There is an increasing interest for the use of end-tidal carbon dioxide measurement in the emergency care and previous studies have for i.e. described how nasal entidal carbon dioxide measurement could assess patients' acute respiratory problems in prehospital settings [9,10]. In this study we evaluated the EMMA™ device during BVM ventilation under ideal conditions with a trained provider and healthy patients were included.

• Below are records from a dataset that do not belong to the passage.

Issue #1362, opened 2018-11-19
Gaussian Primitive Overlap Screening


zachglick:
As suggested by @andysim on slack, the 2D array of ShellPair objects initialized in eribase.cc (linked below) could be optimized by screening out negligibly small terms. 
https://github.com/psi4/psi4/blob/206420b5c9765140f5ffd86777f694a2547c8002/psi4/src/psi4/libmints/eribase.cc#L1905
The two ideas he proposed are:
1) Shell pair (block) screening: ignore entire shell pairs only when all of their primitive pairs have small enough overlap, otherwise keep the entire shell pair
2) Primitive pair (fine-grained) screening: individually ignore primitive pairs with small enough overlap, allowing part (or all) of a shell pair to be discarded

For both approaches, I counted how many primitive pairs would be removed in this function over a range of systems/basis sets:
![image](https://user-images.githubusercontent.com/16376046/48686241-ee3f3700-eb88-11e8-8e69-04ffabca9b39.png)
Note that this considers a pair of primitives negligible if the overlap term (shown below) is less than a cutoff of 10e-10, which will likely have to be tuned
https://github.com/psi4/psi4/blob/206420b5c9765140f5ffd86777f694a2547c8002/psi4/src/psi4/libmints/eribase.cc#L2026

Block screening would definitely be easier to implement, but it doesn't remove as many primitive pairs as the fine-grained screening. However, the discrepancy between the two methods becomes smaller with both the size of the system and basis set. 

Is this discrepancy small enough to justify block screening, or should we go with fine-grained screening? (Also, should I change up the overlap-cutoff / basis sets / test molecules?)

susilehtola:
Hm, does Psi4 not employ Schwarz screening for the shell pairs? This would be a much better approach, that is also easier to implement.

Namely, the trick is to just calculate the diagonal ERIs ```(ij|ij)``` which only scales as ```N^2```, and then store those shell pairs that satisfy a cutoff ```sqrt(thresh)```.

andysim:
It does for the [direct integrals](https://github.com/psi4/psi4/blob/master/psi4/src/psi4/libfock/DirectJK.cc#L228), but not for one-electron integrals, or the disk-based TEIs.  The one-electron integrals being slow was not a problem before we started adding external point charge fields like PCM.

PR #1411, opened 2018-12-06
ShellPair Overhaul and Gaussian Primitive Screening

zachglick:
## Description
Addresses #1362 

This PR will modify the ShellPair struct used throughout the ERI code. This object is an intermediate in integral calculations that describes the overlap between two basis set shells. Each shell pair is composed of gaussian primitives pairs. Many of these primitive pairs don't make a significant contribution to the integral calculations and can be screened via the overlap term.

This PR will also modernize the ShellPair object by replacing C++ arrays with `std::vector` and remove explicit memory-related operations.

## Todos
- [x] Functional `std::vector` based ShellPair
- [x] Primitive Screening in new ShellPair
- [x] Remove old ShellPair struct

## Questions
- [ ] What should we use for the overlap threshold? It's currently set at ~~10e-10~~ 10e-12. This doesn't affect the SCF energy in the handful of molecules I've tested. I may have to investigate other codes.

## Checklist
- [x] [All ~~or relevant fraction of full~~ tests run](http://psicode.org/psi4manual/master/build_planning.html#how-to-run-a-subset-of-tests)

## Status
- [x] Ready for review
- [ ] Ready for merge

### DIFF
--- a/psi4/src/psi4/libmints/eri.h
+++ b/psi4/src/psi4/libmints/eri.h
@@ -71,7 +71,7 @@ typedef struct ShellPair_typ {
  * \ingroup MINTS
  * Structure to hold precomputed gaussian product information
  */
-typedef struct PrimPairScreen_typ {
+struct PrimPairScreen {
     //!x, y, z coordinate of gaussian
     double P[3];
     //! Distance between P and shell i center
@@ -86,20 +86,20 @@ typedef struct PrimPairScreen_typ {
     double ci, cj;
     //! Overlap between primitives
     double overlap;
-} PrimPairScreen;
+} ;
 
 /**
  * \ingroup MINTS
  * Structure to hold precomputed shell pair information
  */
-typedef struct ShellPairScreen_typ {
+struct ShellPairScreen {
     //! Shells for this information.
     int i, j;
     //! Distance between shell i and shell j centers
     double AB[3];
     //! Vector of significant primitive pairs that define this shell pair
     std::vector<PrimPairScreen> nonzeroPrimPairs;
-} ShellPairScreen;
+} ;
 
 
 /*! \ingroup MINTS
--- a/psi4/src/psi4/libmints/eri.h
+++ b/psi4/src/psi4/libmints/eri.h
@@ -67,6 +67,41 @@ typedef struct ShellPair_typ {
     double** overlap;
 } ShellPair;
 
+/**
+ * \ingroup MINTS
+ * Structure to hold precomputed gaussian product information
+ */
+typedef struct PrimPairScreen_typ {
+    //!x, y, z coordinate of gaussian
+    double P[3];
+    //! Distance between P and shell i center
+    double PA[3];
+    //! Distance between P and shell j center
+    double PB[3];
+    //! alphas for both centers
+    double ai, aj;
+    //! gamma (ai + aj)
+    double gamma;
+    //! Contraction coefficients
+    double ci, cj;
+    //! Overlap between primitives
+    double overlap;
+} PrimPairScreen;
+
+/**
+ * \ingroup MINTS
+ * Structure to hold precomputed shell pair information
+ */
+typedef struct ShellPairScreen_typ {
+    //! Shells for this information.
+    int i, j;
+    //! Distance between shell i and shell j centers
+    double AB[3];
+    //! Vector of significant primitive pairs that define this shell pair
+    std::vector<PrimPairScreen> nonzeroPrimPairs;
+} ShellPairScreen;
+
+
 /*! \ingroup MINTS
  *  \class ERI
  *  \brief Capable of computing two-electron repulsion integrals.
@@ -109,6 +144,9 @@ class TwoElectronInt : public TwoBodyAOInt {
 
     //! Shell pair information
     ShellPair **pairs12_, **pairs34_;
+    
+    //! Shell pair information, same as **pairs12_ and **pairs34_ but using std::vec instead of new [] for memory
+    std::vector<std::vector<ShellPairScreen>> screenpairs12_, screenpairs34_;
 
     //! Evaluates how much memory (in doubles) is needed to store shell pair data
     size_t memory_to_store_shell_pairs(const std::shared_ptr<BasisSet>&, const std::shared_ptr<BasisSet>&);
--- a/psi4/src/psi4/libmints/eri.h
+++ b/psi4/src/psi4/libmints/eri.h
@@ -145,9 +145,9 @@ class TwoElectronInt : public TwoBodyAOInt {
     //! Shell pair information
     ShellPair **pairs12_, **pairs34_;
     
-    //! Shell pair information, same as **pairs12_ and **pairs34_ but using std::vec instead of new [] for memory
-    std::vector<std::vector<ShellPairScreen>> screenpairs12_, screenpairs34_;
-
+    //! Shell pair information, same as **pairs12_ and **pairs34_ but using std::vec instead of new [] for memory and applies screening
+    std::shared_ptr<std::vector<std::vector<ShellPairScreen>>> screenpairs12_, screenpairs34_;
+   
     //! Evaluates how much memory (in doubles) is needed to store shell pair data
     size_t memory_to_store_shell_pairs(const std::shared_ptr<BasisSet>&, const std::shared_ptr<BasisSet>&);
 
--- a/psi4/src/psi4/libmints/eri.h
+++ b/psi4/src/psi4/libmints/eri.h
@@ -44,35 +44,10 @@ class CorrelationFactor;
 
 /**
  * \ingroup MINTS
- * Structure to hold precomputed shell pair information
- */
-typedef struct ShellPair_typ {
-    //! Shells for this information.
-    int i, j;
-    //! Matrix over primitives with x, y, z coordinate of average Gaussian
-    double*** P;
-    //! Distance between shell i and shell j centers
-    double AB[3];
-    //! Distance between P and shell i center
-    double*** PA;
-    //! Distance between P and shell j center
-    double*** PB;
-    //! Array of alphas for both centers
-    double *ai, *aj;
-    //! Array of the gammas (ai + aj)
-    double** gamma;
-    //! Contraction coefficients
-    double *ci, *cj;
-    //! Overlap between primitives on i and j
-    double** overlap;
-} ShellPair;
-
-/**
- * \ingroup MINTS
  * Structure to hold precomputed gaussian product information
  */
-struct PrimPairScreen {
-    //!x, y, z coordinate of gaussian
+struct PrimPair {
+    //! x, y, z coordinate of gaussian
     double P[3];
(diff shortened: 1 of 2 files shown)


psi4/src/psi4/libmints/eribase.cc
```diff
@@ -1779,6 +1779,104 @@ static size_t fill_primitive_data(prim_data *PrimQuartet, Fjt *fjt, const ShellP
...
     return nprim;
 }
+static size_t fill_primitive_data_screen(prim_data *PrimQuartet, Fjt *fjt, ShellPairScreen sp12, ShellPairScreen sp34, int am,
+                                  bool sh1eqsh2, bool sh3eqsh4, int deriv_lvl) {
+    double zeta, eta, ooze, rho, poz, coef1, PQx, PQy, PQz, PQ2, Wx, Wy, Wz, o12, o34, T, *F;
+    double a1, a2, a3, a4;
+    int p12, p34, i;
+    size_t nprim = 0L;
+    for (p12 = 0; p12 < sp12.nonzeroPrimPairs.size(); ++p12) {
+        PrimPairScreen pp12 = sp12.nonzeroPrimPairs[p12];
```
jturney: I'd make this `const PrimPairScreen& pp12 = ...` to avoid a copy.

psi4/src/psi4/libmints/eribase.cc
```diff
@@ -1779,6 +1779,104 @@ static size_t fill_primitive_data(prim_data *PrimQuartet, Fjt *fjt, const ShellP
...
+        double PAy = pp12.PA[1];
+        double PAz = pp12.PA[2];
+        double PBx = pp12.PB[0];
+        double PBy = pp12.PB[1];
+        double PBz = pp12.PB[2];
+        double PABx = pp12.P[0];
+        double PABy = pp12.P[1];
+        double PABz = pp12.P[2];
+        for (p34 = 0; p34 < sp34.nonzeroPrimPairs.size(); ++p34) {
+            PrimPairScreen pp34 = sp34.nonzeroPrimPairs[p34];
```
jturney: Likewise, I'd make this `const PrimPairScreen& pp34 = ...`

psi4/src/psi4/libmints/eribase.cc
```diff
@@ -1779,6 +1779,104 @@ static size_t fill_primitive_data(prim_data *PrimQuartet, Fjt *fjt, const ShellP
     }
     return nprim;
 }
+static size_t fill_primitive_data_screen(prim_data *PrimQuartet, Fjt *fjt, ShellPairScreen sp12, ShellPairScreen sp34, int am,
```
jturney: `const ShellPairScreen&` to avoid a copy.

psi4/src/psi4/libmints/eri.h
```diff
@@ -67,6 +67,41 @@ typedef struct ShellPair_typ {
...
+    double PB[3];
+    //! alphas for both centers
+    double ai, aj;
+    //! gamma (ai + aj)
+    double gamma;
+    //! Contraction coefficients
+    double ci, cj;
+    //! Overlap between primitives
+    double overlap;
+} PrimPairScreen;
```
andysim: There's nothing wrong with the C style struct here, but I think writing it as 
```
struct PrimPairScreen {
....
};
```
is a little more canonical for our C++ style.

psi4/src/psi4/libmints/eribase.cc
```diff
@@ -1921,6 +2019,19 @@ void TwoElectronInt::init_shell_pairs12() {
...
+    //  Store screened shell pairs in a vector of vectors
+    for (i = 0; i < basis1()->nshell(); ++i) {
+        std::vector<ShellPairScreen> row;
+        screenpairs12_.push_back(row);
+    }
+
+    // Total number of primitive pairs in all shell pairs (before screening) [FOR PRINING]
+    int total_prim_pairs = 0;
+    // Criteria for determining of overlap between primitives is significant for screening [FOR PRINTING]
+    double overlap_cutoff = 1.0e-12;
```
jturney: This is probably something we would allow the user to change in their input.

andysim: +1

psi4/src/psi4/libmints/eribase.cc
```diff
@@ -2024,10 +2143,45 @@ void TwoElectronInt::init_shell_pairs12() {
...
+
+                        pps.ai = a1;
+                        pps.aj = a2;
+                        pps.gamma = gam;
+                        pps.ci = c1;
+                        pps.cj = c2;
+                        pps.overlap = sp->overlap[i][j];
+
+                        //Store this primitive pair in the shell pair
+                        spsc.nonzeroPrimPairs.push_back(pps);
```
jturney: Probably should pre-allocate some space for the vector (you know what the maximum size is going to be).  `push_back` may perform multiple allocations and allocate too much.

psi4/src/psi4/libmints/eribase.cc
andysim: I think (in a later PR) we should set the default to 1e-10, which will require changing some test cases it seems

psi4/src/psi4/libmints/eribase.cc
```diff
@@ -2427,9 +2581,15 @@ size_t TwoElectronInt::compute_quartet(int sh1, int sh2, int sh3, int sh4) {
         // 1234 -> 1234 no change
         p12 = &(pairs12_[sh1][sh2]);
         p34 = &(pairs34_[sh3][sh4]);
+        ShellPairScreen sp12 = screenpairs12_[sh1][sh2];
+        ShellPairScreen sp34 = screenpairs34_[sh3][sh4];
```
jturney: `const ShellPairScreen&` for both of these.

psi4/src/psi4/libmints/eribase.cc
```diff
@@ -2036,6 +2190,7 @@ void TwoElectronInt::init_shell_pairs34() {
     if (use_shell_pairs_ == true) {
         // This assumes init_shell_pairs12 was called and precomputed the values.
         pairs34_ = pairs12_;
+        screenpairs34_ = screenpairs12_;
```
jturney: Is there a way to get around this full copy of `screenpairs12_` to `screenpairs34_`?  The old `pairs12_` and `pairs12_` were pointers and thus free.  The new way could be costly.

psi4/src/psi4/libmints/eribase.cc
```diff
@@ -1921,6 +2019,19 @@ void TwoElectronInt::init_shell_pairs12() {
     pairs12_ = new ShellPair *[basis1()->nshell()];
     for (i = 0; i < basis1()->nshell(); ++i) pairs12_[i] = new ShellPair[basis2()->nshell()];
 
+    //  Store screened shell pairs in a vector of vectors
+    for (i = 0; i < basis1()->nshell(); ++i) {
+        std::vector<ShellPairScreen> row;
+        screenpairs12_.push_back(row);
+    }
+
```
jturney: I think this entire for loop can be replaced with: `screenpairs12_.resize(basis1()->nshell());`

psi4/src/psi4/libmints/eribase.cc
andysim: They could both be defined as shared_ptrs that point to the same object in this case, right?

psi4/src/psi4/libmints/eribase.cc
zachglick: Thanks!

psi4/src/psi4/libmints/eri.h
zachglick: Got it, thanks!

psi4/src/psi4/libmints/eribase.cc
zachglick: That's a good idea. I changed the `nonzeroPrimPairs` vector so that memory is reserved for `np_i*np_j` elements (the maximum number of primitive pairs). However, this still uses `push_back`. 

I'm a little hesitant to resize the vector to its maximum length, since  screening will ideally make the vector significantly shorter. Do you think that's okay, or should we use `resize`?

jturney: You should be able to shrink it down to what it needs to be afterwards.

psi4/src/psi4/libmints/eribase.cc
zachglick: I initially set the cutoff to 10e-10, but a few of the quick tests failed when checking SCF energy to 10 digits

psi4/src/psi4/libmints/eribase.cc
zachglick: Definitely, I replaced the loop with a single initialization statement that creates `screenpairs12_` with the correct number of elements

psi4/src/psi4/libmints/eribase.cc
andysim: Yes, defining them as shared pointers to some object that holds the list of shell pairs (similar to how the vector does now) should do it, i think.  Looking great so far!

psi4/src/psi4/libmints/eribase.cc
zachglick: It looks like there's already something like this already,:
https://github.com/psi4/psi4/blob/637dbab34d0313a8cc81ea2d4c3740d07ff54328/psi4/src/read_options.cc#L1231
Although it's not clear to me how `INTS_TOLERANCE` should be used for screening

psi4/src/psi4/libmints/eribase.cc
zachglick: Thanks! I've changed `pairs12_` to be a pointer to a vector of vectors. The initialization is pretty ugly, but it works:
    ```pairs12_ = std::make_shared<std::vector<std::vector<ShellPair>>>(std::vector<std::vector<ShellPair>>(basis2()->nshell(), std::vector<ShellPair>(basis2()->nshell())));```
Elements of the object are accessed by doing:
```(*pairs12_)[i][j]```
Are you all ok with this? I could alternatively put the vector of vectors in another struct. This would allow me to use `->` instead of `*` (which seems more in line with Psi4's style). The initialization of `pairs12_` could also be made to look a little cleaner.
Let me know what you all think!

psi4/src/psi4/libmints/eribase.cc
zachglick: That's perfect!
The `shrink_to_fit()` function reduces the capacity of the vector to match its size. Right now, I'm doing the following:

1. Make vector and resize to maximum size
2. Fill vector with primitive pairs via `[]`
3. Resize to final size (less than maximum because of screening)
4. Shrink to fit

Is this any better than doing the following, since `push_back()` is amortized constant time?

1. Make empty vector
2. Fill vector with primitive pairs via `push_back`
3. Shrink to fit

hokru:
Happy this is getting in :-)

andysim:
Replaced with #1721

Capnography is a non-invasive infrared spectroscopy technology for continuous measurement of carbon dioxide (CO2) content throughout the respiratory cycle. When capnograms are used to evaluate the end-tidal concentration of carbon dioxide it must be interpreted in conjunction with other clinical findings such as the work of breathing, CO2 transport and elimination as well as changes in cardiac output during volume resuscitation [11]. Normally, when the partial pressure of carbon dioxide is measured invasively there is a slight discrepancy between blood values and expired carbon dioxide due to dead space of the lung and bronchial tree. This gradient is low, usually around 0.66 kPa at a lower ETCO2 level. This gradient, however, could increase due to patient aging [12]. This was not adjusted for in this study. The results in this study underlines that when the patients are comfortably anaesthetized there is an acceptable agreement between ETCO2 values by the device and simultaneously collected PvCO2 blood samples. The Bland-Altman plots (Fig 2) show agreement between ETCO2 and PvCO2 within 2 SD. The limits of agreement are wide, reflecting the large variation, but considered clinically acceptable in view of the normal difficulties of providing an adequate airway by using BVM and also the spread of different ages of the patients. The strength in the study is that the same experienced anaesthesiologist was the sole provider of ventilation for all the patients. This can also be a limitation as he is able to influence the measurement from the device during BVM. The study did not start until the patients were fully anaesthetized and hemodynamically stable. The patients chosen were all ASA I and II and therefore easily maintained. A weakness could be the difficulty of keeping an adequate airway by BVM. This is highly dependable on the provider skill and technique. Furthermore, we used venous blood gases for simplicity and the lack of an arterial line. Mixed venous blood gases reflect desaturated blood which should more easily attract CO2 due to the Haldane effect [11,13]. However, a recent study illuminates that peripheral venous blood correlates reasonably well with arterial values, at least for ph, bicarbonate and PCO2 [14].

Conclusions

We conclude that, the portable device, EMMA™ is suitable for determining carbon dioxide in expired air (kPa) as compared to simultaneous samples of PvCO2. It could therefore, when the patient has an inadequate respiration, be a supportive tool to assess the BVM ventilation provided there is adequate circulation.

Competing interests

The authors declare that they have no competing interests.

Authors' contributions

VL, CS and MC conceived and designed the study. VL and PM collected data. Analyses were made by VL, CS, MC and all authors contributed substantially to the manuscript. All authors have read and approved the final manuscript.